I was off work ill a couple of weeks ago ...
... one night in particular, I couldn’t sleep without taking painkillers ...
... and it got me thinking ...
… what happens when we stop taking medicine?
This is a regular question from clients now the Fed and ECB are unwinding quantitative easing (QE).
It depends on what the medicine is for and the underlying health of the patient.
1. Temporarily ill
In my case, the painkiller was to help me sleep. My body could then rest and fight off the virus.
Needless to say, I don’t need to take painkillers to sleep now as I’ve recovered. So withdrawing the medicine has no effect.
2. Permanently ill
But some medicines need to be taken for a prolonged period of time (sometimes indefinitely) to keep an illness and/or pain at bay.

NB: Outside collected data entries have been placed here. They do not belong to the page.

PR #16162, opened 2026-06-29
[WOOMOB-3258] Fix account mismatch retry login route

hichamboushaba:
### Description
Fixes WOOMOB-3258

When a merchant reaches the account-mismatch error screen and taps **Log in with another account**, the app was starting the default login flow again. That sent the merchant back to the store URL entry step even though the app still had the site-login context.

This updates the account-mismatch retry path to start the existing WP.com email-login action without a known email, and teaches that action to open the WP.com email entry screen directly when no email extra is provided. The retry path also stops clearing the saved login site address so the merchant stays in the current site-login context. Focused ViewModel tests cover the retry navigation for both logged-in and already-logged-out states.

### Test Steps
1. Install the Wasabi debug app.
2. Start the site-login flow from a logged-out state.
3. Enter a valid WooCommerce site URL.
4. Authenticate with a WordPress.com account that is not associated with that site.
5. On the account-mismatch error screen, tap **Log in with another account**.
6. Verify the app opens the WordPress.com email/account entry screen directly instead of returning to the store URL entry screen.

### Images/gif
N/A


AdamGrzybkowski (commented):
>Verify the app opens the WordPress.com email/account entry screen directly instead of returning to the store URL entry screen.

That works, but when I tap the back button in the toolbar the app closes. I wonder if we could have a proper backstack and open the site URL page instead?

hichamboushaba:
> That works, but when I tap the back button in the toolbar the app closes. I wonder if we could have a proper backstack and open the site URL page instead?

Thanks @AdamGrzybkowski, yes, I'm aware of this, but having a proper backstack there would require a bigger refactoring, given the LoginActivity uses fragment transactions only, and even if we put the fragments on the backstack, when returning to them, the fields will be empty.
Do you feel this is a blocker? IMHO it's still a good experience, because if the user re-opens the app, then can enter a different site URL, but if they want to keep the same site, they can continue.

AdamGrzybkowski:
[My main worry is that this is not something that users might expect.](https://developer.android.com/guide/navigation/principles#the_up_button_never_exits_your_app)

>when returning to them, the fields will be empty.

The URL is saved, so we could restore it, no? I imagine this would not be a simple fix, but maybe now it's time to make this right.

hichamboushaba:
@AdamGrzybkowski I updated the approach here. Instead of opening the email screen directly, we now start from the site address screen with the current site prefilled. The existing site discovery flow then runs and decides the next step.

That addresses the back-stack issue you called out, and it should also be more robust: if the site’s Jetpack connection is no longer valid when the merchant taps Log in with another account, discovery can route them to the site credentials screen instead of forcing the [WordPress.com](http://wordpress.com/) email flow.


https://github.com/user-attachments/assets/c6a5eef1-7f2a-43e6-9309-5f3c747efd52

Let me know what you think.

AdamGrzybkowski:
@hichamboushaba This is slightly better, but we still end up with the "up" button that closes the app on the site URL screen. What if we modify the `ShowSiteAddress` to:

```kotlin
         is LoginActivityActionDestination.ShowSiteAddress -> {
                        // Add the prologue as the backstack root so Back returns to the initial
                        // login screen instead of exiting the app.
                        changeFragment(LoginPrologueFragment(), shouldAddToBackStack = true, LoginPrologueFragment.TAG)
                        loginViaSiteAddress(prefilledSiteUrl = destination.siteAddress)
                        // The prologue re-enables edge-to-edge in onViewCreated, so run the pending
                        // transactions first, then restore the default insets for the (non
                        // edge-to-edge) site address screen that ends up on top.
                        supportFragmentManager.executePendingTransactions()
                        disableDynamicEdgeToEdge()
}
```

The above adds the `LoginPrologueFragment` and now the "up" button correctly navigates back:


https://github.com/user-attachments/assets/7a10c417-8b07-4103-bdab-330a20d27481

hichamboushaba:
Thanks @AdamGrzybkowski, what you suggest works, but IMO it's not scalable, the issue touches all `LoginActivitiy` actions and deeplinks, and IMO it's a minor issue, so I wouldn't try to hack my way there. If we have time, we can aim for a global solution, but it's outside of the scope of the current PR.

AdamGrzybkowski (approved):
Makes sense 👍 :shipit:

PR #16166, opened 2026-06-30
Fix stale Woo push registration after token refresh

irfano:
### Description

This hotfix fixes an Android push notification blackout path after an FCM token change.

When a site is successfully registered in the Woo self-serve push notification system, WP.com notifications are disabled for that site to avoid duplicate notifications. If the FCM token later changes, the local Woo push registration can become stale. If the app then falls back to WP.com delivery, the site can remain with WP.com notifications disabled and stop receiving push notifications.

This PR:
- Clears stale Woo push registrations when the stored Woo token no longer matches the current FCM token.
- Re-enables WP.com notification settings after WP.com registration succeeds, but only for stale visible sites that are not currently Woo-registered.
- Keeps WP.com notifications disabled for sites that successfully return to the Woo push registration path, avoiding duplicate notifications.

### Test Steps

1. Use a Jetpack-connected test store that is registered through Woo self-serve push notifications.
2. Confirm order push notifications are received.
3. Disable the Woo self-serve push notification mobile feature flag.
4. Force an FCM token change and relaunch the app. To do this:

Apply this patch:
[Add_debug_broadcast_receiver_for_FCM_token_refresh.patch](https://github.com/user-attachments/files/29525899/Add_debug_broadcast_receiver_for_FCM_token_refresh.patch)

Run this command:
```
adb shell am broadcast \
  -n com.woocommerce.android.dev/com.woocommerce.android.notifications.push.DebugRefreshFcmTokenReceiver \
  -a com.woocommerce.android.dev.DEBUG_REFRESH_FCM_TOKEN
```

6. Confirm the app registers the new token with WP.com.
7. Create a new order and confirm the push notification is received.

### Images/gif

N/A

### DIFF
--- a/WooCommerce/src/main/kotlin/com/woocommerce/android/notifications/push/PushNotificationRepository.kt
+++ b/WooCommerce/src/main/kotlin/com/woocommerce/android/notifications/push/PushNotificationRepository.kt
@@ -226,6 +226,33 @@ class PushNotificationRepository @Inject constructor(
             registration.locale != getDeviceLocale()
     }
 
+    suspend fun clearWooPushRegistrationsForStaleToken(currentToken: String) {
+        if (currentToken.isEmpty()) return
+
+        var staleSiteIds = emptyList<Long>()
+
+        pushNotificationsDataStore.edit { preferences ->
+            staleSiteIds = preferences.getSiteIdsWithStalePushRegistration(currentToken)
+            staleSiteIds.forEach { siteId ->
+                preferences.clearPushRegistration(siteId)
+            }
+        }
+        staleSiteIds.forEach { siteId ->
+            WooLog.d(WooLog.T.NOTIFICATIONS, "Cleared stale Woo Core push registration for site $siteId")
+        }
+    }
+
+    private fun Preferences.getSiteIdsWithStalePushRegistration(currentToken: String): List<Long> = asMap().keys
+        .mapNotNull { key ->
+            key.name
+                .takeIf { it.startsWith(PUSH_TOKEN_KEY_PREFIX) }
+                ?.removePrefix(PUSH_TOKEN_KEY_PREFIX)
+                ?.toLongOrNull()
+        }
+        .filter { siteId ->
+            this[getPushTokenValueKeyForSite(siteId)] != currentToken
+        }
+
     fun isWpComPushRegistered(): Boolean =
         prefsWrapper.getFluxCPreferences()
             .getString(WpComPushNotificationStore.WPCOM_PUSH_DEVICE_SERVER_ID, null)
--- a/WooCommerce/src/main/kotlin/com/woocommerce/android/notifications/push/PushNotificationRepository.kt
+++ b/WooCommerce/src/main/kotlin/com/woocommerce/android/notifications/push/PushNotificationRepository.kt
@@ -242,13 +242,7 @@ class PushNotificationRepository @Inject constructor(
         }
     }
 
-    private fun Preferences.getSiteIdsWithStalePushRegistration(currentToken: String): List<Long> = asMap().keys
-        .mapNotNull { key ->
-            key.name
-                .takeIf { it.startsWith(PUSH_TOKEN_KEY_PREFIX) }
-                ?.removePrefix(PUSH_TOKEN_KEY_PREFIX)
-                ?.toLongOrNull()
-        }
+    private fun Preferences.getSiteIdsWithStalePushRegistration(currentToken: String): List<Long> = registeredSiteIds()
         .filter { siteId ->
             this[getPushTokenValueKeyForSite(siteId)] != currentToken
         }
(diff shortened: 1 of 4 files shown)


dangermattic:
<table>
  <thead>
    <tr>
      <th width="50"></th>
          1 Warning
      </th>
     </tr>
  </thead>
  <tbody>
    <tr>
      <td>:warning:</td>
      <td data-sticky="false">This PR is assigned to the milestone <a href="https://github.com/woocommerce/woocommerce-android/milestone/297">25.0.1</a>. The due date for this milestone has already passed.<br />
    </tr>
  </tbody>
</table>

</p>

hichamboushaba:
Thanks @irfano for the work on this. I asked AI to draw a diagram for the flow of the new changes, and below is what it produced:

```mermaid
flowchart TD
    A["RegisterDevice runs with current FCM token"] --> B["clearWooPushRegistrationsForStaleToken(token)"]
    B --> C["Remove local Woo registrations where stored token != current token"]
    C --> D["Return stale site IDs"]

    D --> E{"Woo self-driven push flag enabled?"}
    E -- yes --> F["Try Woo registration for visible sites"]
    F --> G["Successful Woo registrations save current token and disable WP.com"]
    E -- no --> H["Skip Woo path"]
    G --> I["Evaluate WP.com registration"]
    H --> I

    I --> J{"WP.com registration succeeds?"}
    J -- no --> K["Do not change WP.com settings"]
    J -- yes --> L["Find stale visible sites not currently Woo-registered"]
    L --> M["Enable WP.com notifications for those sites"]
```

I think this still leaves one case unsolved: the cleanup only happens when the stored Woo token differs from the current FCM token. So if we disable the feature flag without an FCM token refresh, the site can stay registered in Woo, and WP.com notifications can remain disabled.

We might also still get duplicate notifications if, for some reason, the `/me/notifications/settings` call failed when we registered the site with Woo.

What do you think about a different approach?

```mermaid
flowchart TD
    A["RegisterDevice starts"] --> B{"Woo feature flag enabled?"}

    B -- yes --> C["Use Woo path as today"]
    C --> D["Successful Woo registration disables WP.com settings"]

    B -- no --> E["Find locally Woo-registered site IDs"]
    E --> F["Ensure current FCM token is registered with WP.com"]
    F --> G{"WP.com registration succeeds?"}
    G -- no --> H["Do not unregister Woo / do not clear local state"]
    G -- yes --> I["Re-enable WP.com notifications for those sites"]
    I --> J{"WP.com settings update succeeds?"}
    J -- no --> H
    J -- yes --> K["Unregister those sites from Woo PN"]
    K --> L["Clear local Woo registration state"]
```

The idea is simple: when the feature flag is disabled, we do the cleanup path. For each Woo-registered site, we first make sure WP.com PNs are enabled again, then unregister from Woo PN and clear the local Woo registration state.

irfano:
Thanks @hichamboushaba. I closed this PR for now since we decided not to include this in the hotfix. I’ll either retarget it to the beta branch or open a new PR.

Your suggestion makes sense for beta, and I’ll update the implementation in that direction.

I intentionally didn’t include the proactive migration in the hotfix because there’s a group of users who don’t have Jetpack connected but do have a valid Woo Core push token. Even though the Woo-driven FF is disabled now, they can still receive notifications from Woo Core as long as their token is valid.

If we added the proactive migration in 25.0.1, we’d unregister those users from Woo Core and move them back to WP.com. For stores without Jetpack, that means they would stop receiving notifications.

For 25.1 this should be fine, because by then we expect the FF to be enabled again and rolled out to 100%.

hichamboushaba:
Thanks @irfano 

> If we added the proactive migration in 25.0.1, we’d unregister those users from Woo Core and move them back to WP.com. For stores without Jetpack, that means they would stop receiving notifications.

I think that's still the correct thing to do if we decide to disable the feature flag, because it might be because of something wrong (for example a security issue or something similar...).

irfano:
> I think that's still the correct thing to do if we decide to disable the feature flag, because it might be because of something wrong (for example a security issue or something similar...).

I agree. This time it happened to be safe to keep using Woo Core notifications because the issue wasn't on the Woo Core delivery side, but we shouldn't rely on that when the FF is disabled in the future.

I'll apply your suggestion in 25.1.

irfano:
@hichamboushaba, I took another look at your suggestion and realized you had already covered my concern: in your flow, if WP.com registration (or the settings update) fails, we don't unregister from Woo. So my objection about non-Jetpack users didn't actually apply to your proposal, those users would simply stay on Woo Core.

That said, as you suggested in your [follow-up](https://github.com/woocommerce/woocommerce-android/pull/16166#issuecomment-4856860943), I'll diverge from your chart on this point: when the FF is disabled, I'll unregister from Woo Core unconditionally, even if the WP.com steps fail. If we ever disable the flag, it might be for a safety reason, so we shouldn't keep devices registered with Woo Core.

hichamboushaba:
> That said, as you suggested in your https://github.com/woocommerce/woocommerce-android/pull/16166#issuecomment-4856860943, I'll diverge from your chart on this point: when the FF is disabled, I'll unregister from Woo Core unconditionally, even if the WP.com steps fail. If we ever disable the flag, it might be for a safety reason, so we shouldn't keep devices registered with Woo Core.

Thanks @irfano, I see, there is one concern with this though: given the Woo registration state is how we know we should re-enable WPCom notifications, if we remove it unconditionally, then if WPCom call fails, those uses will be stuck.
What about splitting the decision depending on the site:
- For Jetpack users: unregister from Woo only if WPCom call succeeds, even if fails on current launch, we'll retry on future launches.
- For other users (site credentials and Jetpack CP): unregister unconditionally.

WDYT?

irfano:
Thanks @hichamboushaba, I misread your security point earlier, I agree with the split. The new PR implements it as you suggested, ready for review: [#16183](https://github.com/woocommerce/woocommerce-android/pull/16183)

Withdrawing medicine too early can therefore cause the patient to get ill again.
3. Addictive drug
Too much medicine can also cause problems. There are fears that over prescription of antibiotics are leading to superbugs. Moreover, the US opioid addiction epidemic is blamed on excessive painkiller prescriptions.
Regular readers will be familiar with my own sugar addiction (it’s even in my bio). I always try and eat sweets before presenting to give myself a buzz. But there’s an inevitable dip when the sugar rush wears out.
The final form of medicine is a placebo. A dummy pill that has no direct medicinal effects but can still indirectly affect the patient through the mind and possible self-induced chemical reactions.
So what happens when the QE meds end? To answer this we need to understand the symptoms of the patient and the type of medicine used.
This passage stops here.